In the tradition of Elie Wiesel’s Night and Primo Levi’s Survival in Auschwitz, a heart-wrenching and inspiring new memoir by a Canadian Holocaust survivor

More than 70 years after the Nazi camps were liberated by the Allies, a new Canadian Holocaust memoir details the rural Hungarian deportations to Auschwitz-Birkenau, back-breaking slave labour in Auschwitz I, the infamous “death march” of January 1945, the painful aftermath of liberation and a journey of physical and psychological healing.

Tibor “Max” Eisen was born in Moldava, Czechoslovakia, into an Orthodox Jewish family. He had an extended family of 60 members and grew up in a family compound with his parents, his two younger brothers, his baby sister, his paternal grandparents and an uncle and aunt. In the spring of 1944-five and a half years after the region had been annexed to Hungary and the morning after the family’s yearly Passover Seder-gendarmes forcibly removed Eisen and his family from their home. They were taken to a brickyard and eventually loaded onto crowded cattle cars bound for Auschwitz-Birkenau. Fifteen-year-old Max survived the selection process and was inducted into the camp as a slave labourer.

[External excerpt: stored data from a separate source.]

PR #665, opened 2023-09-25
[server] Add metric for poll count only if it returns non-zero record count

majisourav99:
## Add metric for poll count only if it returns non-zero record count

If some consumer poll returns empty record count, the metric will record 0 which will affect the avg count for consumers which are actually polling non-zero records. For a clearer view of the poll result, this PR will add another metric which will record only when there is a non-zero results from the poll

## How was this PR tested?

CI

### DIFF
--- a/clients/da-vinci-client/src/main/java/com/linkedin/davinci/kafka/consumer/ConsumptionTask.java
+++ b/clients/da-vinci-client/src/main/java/com/linkedin/davinci/kafka/consumer/ConsumptionTask.java
@@ -119,11 +119,11 @@ class ConsumptionTask implements Runnable {
         polledPubSubMessages = pollFunction.get();
         lastSuccessfulPollTimestamp = System.currentTimeMillis();
         stats.recordPollRequestLatency(lastSuccessfulPollTimestamp - beforePollingTimeStamp);
+        stats.recordPollResultNum(polledPubSubMessagesCount);
         payloadBytesConsumedInOnePoll = 0;
         polledPubSubMessagesCount = 0;
         if (!polledPubSubMessages.isEmpty()) {
           beforeProducingToWriteBufferTimestamp = System.currentTimeMillis();
-          stats.recordPollResultNum(polledPubSubMessagesCount);
           for (Map.Entry<PubSubTopicPartition, List<PubSubMessage<KafkaKey, KafkaMessageEnvelope, Long>>> entry: polledPubSubMessages
               .entrySet()) {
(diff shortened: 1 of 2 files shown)


adamxchen:
What's the use case of this non-zero metric? I think we have lots of metrics already so I'd hope we don't add more metrics if we have alternatives.

majisourav99:
> What's the use case of this non-zero metric? I think we have lots of metrics already so I'd hope we don't add more metrics if we have alternatives.

Say we have 10 consumer with only 1 is polling non-empty record list and other are getting empty records, that will skew the avg heavily and would appear none of consumers polling any records.

adamxchen:
> > What's the use case of this non-zero metric? I think we have lots of metrics already so I'd hope we don't add more metrics if we have alternatives.
> 
> Say we have 10 consumer with only 1 is polling non-empty record list and other are getting empty records, that will skew the avg heavily and would appear none of consumers polling any records.

I feel that's the expected behavior of metrics right? It's normal to have metrics emitting zero so the avg would drop as expected. 
I guess my question is why we need to see non-zero metric for this situation. For this particular case, if we want to see the behavior of each consumer, we can add per-consumer metrics (I think that'd be too much metrics tho). If we want to know the total count, we can do some math to figure it out

huangminchn:
> > > What's the use case of this non-zero metric? I think we have lots of metrics already so I'd hope we don't add more metrics if we have alternatives.
> > 
> > 
> > Say we have 10 consumer with only 1 is polling non-empty record list and other are getting empty records, that will skew the avg heavily and would appear none of consumers polling any records.
> 
> I feel that's the expected behavior of metrics right? It's normal to have metrics emitting zero so the avg would drop as expected. I guess my question is why we need to see non-zero metric for this situation. For this particular case, if we want to see the behavior of each consumer, we can add per-consumer metrics (I think that'd be too much metrics tho). If we want to know the total count, we can do some math to figure it out

Later I noticed that there are two cases:
1. there are still some remaining records to consume, but poll returns 0 record
2. there are no remaining record to consume, since consumer is still subscribe to the partition, poll returns 0 record, and pollute the avg poll record num metric.

We wanted to fix (2), but later, after testing in EI, we found that (1) could happen. For (1) case, we should report to the avg metric.

And in this diff, adding new metric is fine, since we didn't touch the original one. When we know only one few consumers have remaining data to consume, we can refer to the new metric.

huangminchn (approved):
Thanks Sourav! Looks good to me.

One day, Eisen received a terrible blow from an SS guard. Severely injured, he was dumped at the hospital, where a Polish political prisoner and physician, Tadeusz Orzeszko, operated on him. After treating his injury, Orzeszko saved Eisen from certain death in the gas chambers by giving him a job as a cleaner and an assistant in the operating room. After surviving both the war and new obstacles in Communist Czechoslovakia, Eisen immigrated to Canada in 1949, where he has dedicated the last 22 years of his life to educating people across Canada and around the world about the Holocaust.